▸ YOUR OBJECTIVE:
Copy every line below that has the word "Reviewed" in it.
==== TASK DATA
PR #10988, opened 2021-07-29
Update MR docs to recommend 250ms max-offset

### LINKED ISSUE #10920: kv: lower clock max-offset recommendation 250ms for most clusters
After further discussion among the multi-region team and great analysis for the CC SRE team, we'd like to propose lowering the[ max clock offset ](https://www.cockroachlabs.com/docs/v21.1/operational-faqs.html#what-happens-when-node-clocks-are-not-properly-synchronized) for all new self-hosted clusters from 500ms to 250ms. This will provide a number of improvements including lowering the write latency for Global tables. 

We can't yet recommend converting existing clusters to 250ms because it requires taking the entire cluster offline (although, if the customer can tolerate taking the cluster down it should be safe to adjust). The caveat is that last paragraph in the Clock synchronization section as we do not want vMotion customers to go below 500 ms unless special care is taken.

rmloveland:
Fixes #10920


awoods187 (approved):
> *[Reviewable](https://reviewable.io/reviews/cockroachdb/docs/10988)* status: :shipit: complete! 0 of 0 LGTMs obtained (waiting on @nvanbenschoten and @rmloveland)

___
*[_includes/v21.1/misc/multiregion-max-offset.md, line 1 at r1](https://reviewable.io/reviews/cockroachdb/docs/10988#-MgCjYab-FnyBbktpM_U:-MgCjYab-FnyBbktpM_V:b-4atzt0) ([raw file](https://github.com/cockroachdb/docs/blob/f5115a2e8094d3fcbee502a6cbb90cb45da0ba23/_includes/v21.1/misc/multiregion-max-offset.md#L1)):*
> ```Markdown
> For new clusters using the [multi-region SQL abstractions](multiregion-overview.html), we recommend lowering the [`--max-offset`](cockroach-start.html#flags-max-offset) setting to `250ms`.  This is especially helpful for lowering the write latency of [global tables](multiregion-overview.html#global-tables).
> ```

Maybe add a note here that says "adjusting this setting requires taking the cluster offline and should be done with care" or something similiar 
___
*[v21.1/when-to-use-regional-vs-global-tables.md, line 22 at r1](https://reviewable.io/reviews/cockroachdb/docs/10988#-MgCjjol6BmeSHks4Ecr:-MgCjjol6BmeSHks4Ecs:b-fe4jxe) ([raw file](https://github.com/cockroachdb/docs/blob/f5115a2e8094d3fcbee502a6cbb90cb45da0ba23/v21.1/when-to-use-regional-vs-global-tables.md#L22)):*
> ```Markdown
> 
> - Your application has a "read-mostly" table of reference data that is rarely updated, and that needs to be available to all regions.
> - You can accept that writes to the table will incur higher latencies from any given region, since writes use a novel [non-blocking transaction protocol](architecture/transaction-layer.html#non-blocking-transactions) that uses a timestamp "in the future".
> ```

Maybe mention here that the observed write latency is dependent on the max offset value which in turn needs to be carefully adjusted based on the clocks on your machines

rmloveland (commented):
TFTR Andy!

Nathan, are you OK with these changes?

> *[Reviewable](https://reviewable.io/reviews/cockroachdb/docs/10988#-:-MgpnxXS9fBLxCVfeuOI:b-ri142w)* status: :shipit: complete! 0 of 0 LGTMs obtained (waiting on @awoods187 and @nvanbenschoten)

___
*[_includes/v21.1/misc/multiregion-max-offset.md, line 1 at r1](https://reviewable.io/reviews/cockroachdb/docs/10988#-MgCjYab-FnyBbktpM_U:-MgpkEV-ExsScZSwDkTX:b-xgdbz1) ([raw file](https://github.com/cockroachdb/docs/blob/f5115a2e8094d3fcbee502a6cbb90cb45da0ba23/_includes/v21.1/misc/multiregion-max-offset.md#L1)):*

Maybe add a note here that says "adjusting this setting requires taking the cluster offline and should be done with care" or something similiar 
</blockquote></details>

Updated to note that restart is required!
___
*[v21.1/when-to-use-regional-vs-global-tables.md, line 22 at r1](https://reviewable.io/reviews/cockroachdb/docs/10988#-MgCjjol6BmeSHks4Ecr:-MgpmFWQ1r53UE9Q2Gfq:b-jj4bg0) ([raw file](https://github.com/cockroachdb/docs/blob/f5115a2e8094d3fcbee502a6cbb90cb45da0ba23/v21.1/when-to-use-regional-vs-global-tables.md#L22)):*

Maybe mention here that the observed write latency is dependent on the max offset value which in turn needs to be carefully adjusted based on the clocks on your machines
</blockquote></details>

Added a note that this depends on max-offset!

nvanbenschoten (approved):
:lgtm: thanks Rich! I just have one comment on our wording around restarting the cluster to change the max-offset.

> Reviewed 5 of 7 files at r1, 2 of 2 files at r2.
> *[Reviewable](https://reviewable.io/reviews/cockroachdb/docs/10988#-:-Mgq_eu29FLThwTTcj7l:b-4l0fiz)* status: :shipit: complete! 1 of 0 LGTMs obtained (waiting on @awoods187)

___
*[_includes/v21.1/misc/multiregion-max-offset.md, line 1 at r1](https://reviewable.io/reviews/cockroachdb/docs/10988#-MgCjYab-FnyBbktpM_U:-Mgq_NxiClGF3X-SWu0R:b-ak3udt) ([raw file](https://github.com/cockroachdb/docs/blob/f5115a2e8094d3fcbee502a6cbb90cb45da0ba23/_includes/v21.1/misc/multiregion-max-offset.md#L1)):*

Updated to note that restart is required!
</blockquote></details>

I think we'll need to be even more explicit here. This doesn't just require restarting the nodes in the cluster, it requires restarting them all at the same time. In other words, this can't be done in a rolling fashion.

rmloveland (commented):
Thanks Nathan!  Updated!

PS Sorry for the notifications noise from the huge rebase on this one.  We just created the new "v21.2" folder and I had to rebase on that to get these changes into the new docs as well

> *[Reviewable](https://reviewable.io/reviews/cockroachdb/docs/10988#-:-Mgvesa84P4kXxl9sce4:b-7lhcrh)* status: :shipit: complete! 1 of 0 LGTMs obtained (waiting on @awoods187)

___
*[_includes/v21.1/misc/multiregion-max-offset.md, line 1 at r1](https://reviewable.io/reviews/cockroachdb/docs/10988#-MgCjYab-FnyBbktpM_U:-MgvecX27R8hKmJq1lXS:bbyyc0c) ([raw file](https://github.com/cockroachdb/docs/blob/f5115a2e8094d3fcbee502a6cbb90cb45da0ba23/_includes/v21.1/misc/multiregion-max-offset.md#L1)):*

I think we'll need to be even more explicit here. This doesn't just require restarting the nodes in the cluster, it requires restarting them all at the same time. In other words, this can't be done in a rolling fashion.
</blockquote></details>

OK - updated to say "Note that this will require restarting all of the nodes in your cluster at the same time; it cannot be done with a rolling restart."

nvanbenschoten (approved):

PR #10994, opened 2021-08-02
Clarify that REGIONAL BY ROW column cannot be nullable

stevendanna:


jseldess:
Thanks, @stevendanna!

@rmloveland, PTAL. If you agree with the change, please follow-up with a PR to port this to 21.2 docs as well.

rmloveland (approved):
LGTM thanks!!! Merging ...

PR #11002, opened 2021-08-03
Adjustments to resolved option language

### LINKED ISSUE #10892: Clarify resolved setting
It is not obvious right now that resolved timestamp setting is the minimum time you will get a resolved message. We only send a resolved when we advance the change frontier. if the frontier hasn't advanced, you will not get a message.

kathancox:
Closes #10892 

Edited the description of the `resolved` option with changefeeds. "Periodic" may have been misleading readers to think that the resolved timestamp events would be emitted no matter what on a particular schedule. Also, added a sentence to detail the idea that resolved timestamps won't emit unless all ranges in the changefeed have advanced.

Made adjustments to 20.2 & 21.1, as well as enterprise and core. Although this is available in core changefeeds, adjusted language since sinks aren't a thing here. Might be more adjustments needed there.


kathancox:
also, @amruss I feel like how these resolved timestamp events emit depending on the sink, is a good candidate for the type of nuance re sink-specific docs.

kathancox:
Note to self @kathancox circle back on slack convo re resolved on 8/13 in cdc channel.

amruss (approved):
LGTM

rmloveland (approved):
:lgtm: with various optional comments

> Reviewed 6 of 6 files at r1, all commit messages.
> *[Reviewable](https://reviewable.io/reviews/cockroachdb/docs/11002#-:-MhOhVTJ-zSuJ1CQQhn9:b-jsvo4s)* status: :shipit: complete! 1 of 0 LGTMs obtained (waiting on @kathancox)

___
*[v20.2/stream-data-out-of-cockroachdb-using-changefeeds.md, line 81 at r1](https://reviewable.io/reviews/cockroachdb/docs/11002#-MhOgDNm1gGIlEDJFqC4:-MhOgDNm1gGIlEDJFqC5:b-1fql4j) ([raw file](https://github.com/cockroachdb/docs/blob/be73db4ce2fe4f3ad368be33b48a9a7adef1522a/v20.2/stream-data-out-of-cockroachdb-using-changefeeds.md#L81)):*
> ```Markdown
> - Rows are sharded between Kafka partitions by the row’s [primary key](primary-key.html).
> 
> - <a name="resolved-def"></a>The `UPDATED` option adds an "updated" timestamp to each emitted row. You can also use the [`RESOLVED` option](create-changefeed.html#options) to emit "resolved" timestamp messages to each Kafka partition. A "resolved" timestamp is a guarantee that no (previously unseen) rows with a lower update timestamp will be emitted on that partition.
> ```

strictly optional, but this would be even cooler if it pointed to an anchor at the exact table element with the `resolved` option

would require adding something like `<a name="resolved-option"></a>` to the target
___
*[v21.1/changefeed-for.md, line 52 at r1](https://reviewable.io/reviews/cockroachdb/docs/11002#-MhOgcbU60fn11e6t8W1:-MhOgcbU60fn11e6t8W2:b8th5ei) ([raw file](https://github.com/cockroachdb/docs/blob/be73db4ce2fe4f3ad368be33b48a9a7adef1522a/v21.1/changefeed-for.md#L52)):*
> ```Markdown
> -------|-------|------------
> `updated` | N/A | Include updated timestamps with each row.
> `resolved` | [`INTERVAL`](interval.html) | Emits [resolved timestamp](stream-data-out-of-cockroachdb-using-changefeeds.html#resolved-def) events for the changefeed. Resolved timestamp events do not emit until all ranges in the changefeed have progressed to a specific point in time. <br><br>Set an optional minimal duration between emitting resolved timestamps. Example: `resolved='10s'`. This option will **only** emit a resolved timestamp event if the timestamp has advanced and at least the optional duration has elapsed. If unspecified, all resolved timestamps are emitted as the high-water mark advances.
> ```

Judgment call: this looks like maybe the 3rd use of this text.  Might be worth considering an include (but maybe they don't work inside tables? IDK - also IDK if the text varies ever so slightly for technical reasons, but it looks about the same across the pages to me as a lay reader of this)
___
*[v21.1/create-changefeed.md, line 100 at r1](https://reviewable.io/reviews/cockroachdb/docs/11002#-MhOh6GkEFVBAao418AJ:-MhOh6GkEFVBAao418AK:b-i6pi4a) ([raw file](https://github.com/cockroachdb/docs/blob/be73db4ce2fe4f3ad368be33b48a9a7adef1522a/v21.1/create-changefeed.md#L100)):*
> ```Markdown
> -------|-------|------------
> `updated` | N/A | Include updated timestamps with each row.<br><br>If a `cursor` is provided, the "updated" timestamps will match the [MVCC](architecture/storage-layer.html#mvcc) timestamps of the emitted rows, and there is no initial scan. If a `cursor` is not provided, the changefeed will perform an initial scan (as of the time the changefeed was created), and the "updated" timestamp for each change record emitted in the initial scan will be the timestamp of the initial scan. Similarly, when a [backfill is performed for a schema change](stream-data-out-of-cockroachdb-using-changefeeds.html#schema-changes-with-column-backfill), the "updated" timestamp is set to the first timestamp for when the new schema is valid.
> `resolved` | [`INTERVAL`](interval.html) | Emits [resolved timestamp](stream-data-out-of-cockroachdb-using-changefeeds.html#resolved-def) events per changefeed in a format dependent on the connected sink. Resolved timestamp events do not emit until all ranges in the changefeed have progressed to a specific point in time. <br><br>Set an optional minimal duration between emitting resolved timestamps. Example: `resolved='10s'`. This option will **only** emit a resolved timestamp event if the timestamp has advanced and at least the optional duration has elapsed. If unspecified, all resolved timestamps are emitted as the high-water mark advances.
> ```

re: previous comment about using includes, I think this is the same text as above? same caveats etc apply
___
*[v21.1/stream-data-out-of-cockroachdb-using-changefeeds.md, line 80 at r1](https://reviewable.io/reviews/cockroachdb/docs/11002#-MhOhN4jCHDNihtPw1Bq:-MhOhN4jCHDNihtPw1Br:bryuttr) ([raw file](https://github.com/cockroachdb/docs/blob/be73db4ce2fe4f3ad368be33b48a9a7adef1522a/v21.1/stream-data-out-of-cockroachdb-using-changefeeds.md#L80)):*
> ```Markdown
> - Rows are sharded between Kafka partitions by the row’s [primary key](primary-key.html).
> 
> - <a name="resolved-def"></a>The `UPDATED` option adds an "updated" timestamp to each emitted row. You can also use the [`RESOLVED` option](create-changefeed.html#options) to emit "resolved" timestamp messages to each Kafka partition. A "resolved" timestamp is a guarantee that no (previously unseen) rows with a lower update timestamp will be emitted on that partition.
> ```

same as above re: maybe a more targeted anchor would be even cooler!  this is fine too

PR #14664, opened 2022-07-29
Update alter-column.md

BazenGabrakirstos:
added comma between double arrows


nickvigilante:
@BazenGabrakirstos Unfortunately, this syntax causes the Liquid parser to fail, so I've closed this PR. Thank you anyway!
========
▸ RESULT BELOW:
> Reviewed 5 of 7 files at r1, 2 of 2 files at r2.
> Reviewed 6 of 6 files at r1, all commit messages.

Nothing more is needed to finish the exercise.